→ Material for this task:
= Beginning of Section =

PR #6, opened 2019-02-12
Missing tests

lkalwa:


spec/neo4j/driver/internal_record_spec.rb
```diff
@@ -0,0 +1,14 @@
...
+  subject(:res) do
+    session = driver.session
+    session.run("CREATE (p:Person{names: ['Mark', 'Paul']}) RETURN p.names AS names, ID(p) AS id").single
+  ensure
+    session&.close
+  end
+
+  its(:values) { are_expected.to include(%w[Mark Paul]) }
+  its(:first) { is_expected.to eq(%w[Mark Paul]) }
+  it { expect(res['names']).to eq(%w[Mark Paul]) }
```
klobuczek: What was the reason for testing internal API? The difficulty is that we have 2 implementations which are identical only at the public API. If we want to unit test the internal implementation we would need 2 separate unit tests. Could this be avoided without any downside?

jruby/neo4j/driver/ext/exception_mapper.rb
```diff
@@ -2,7 +2,6 @@
 
 java_import org.neo4j.driver.v1.exceptions.AuthenticationException
 java_import org.neo4j.driver.v1.exceptions.ClientException
-java_import org.neo4j.driver.v1.exceptions.NoSuchRecordException
```
klobuczek: @lkalwa sorry if we already talked about it but why is this exception being removed?

lkalwa: @klobuczek this part is misleading. In exception mapper you're initializing ruby error classes for previously caught `Java::OrgNeo4jDriverV1Exceptions::Neo4jException`, but `NoSuchRecordException` is different type.
See: https://neo4j.com/docs/api/java-driver/current/org/neo4j/driver/v1/exceptions/Neo4jException.html
and https://neo4j.com/docs/api/java-driver/current/org/neo4j/driver/v1/exceptions/NoSuchRecordException.html.
Not sure if this is the right thing to do, but at least we have less unreachable code.

spec/neo4j/driver/internal_record_spec.rb
lkalwa: Fair point.

jruby/neo4j/driver/ext/exception_mapper.rb
klobuczek: @lkalwa I see, this requires some better handling then. There are few more exceptions we need to handle. I think we need to catch all RuntimeExceptions and `e.reraise` should map the known once and re-raise the others unchanged.

spec/neo4j/driver/internal_record_spec.rb
klobuczek: @lkalwa could we pick up this again?

lkalwa: @klobuczek let's discard these changes.

jruby/neo4j/driver/ext/exception_mapper.rb
lkalwa: @klobuczek I suggest to move this part to another PR, as title of this PR is confusing.

klobuczek:
@lkalwa could clean up this PR to only contain the changes we want to keep?

PR #8, opened 2019-03-28
time_with_zone

klobuczek:


jruby/neo4j/driver/ext/ruby_converter.rb
```diff
@@ -22,13 +22,26 @@ def as_ruby_object
...
+            to_time
           else
             as_object
           end
         end
 
         private
 
+        def to_time
+          time = as_zoned_date_time
```
lkalwa: @klobuczek in general looks good but where is this method from

klobuczek: https://neo4j.com/docs/api/java-driver/current/org/neo4j/driver/v1/Value.html#asZonedDateTime--

lkalwa: I keep forgetting about that magical feature that everything falls back to java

= End of Section =

→ Work instructions: Across the material above, how many lines include the string "current"? Only the number is wanted.

→ Task output: 3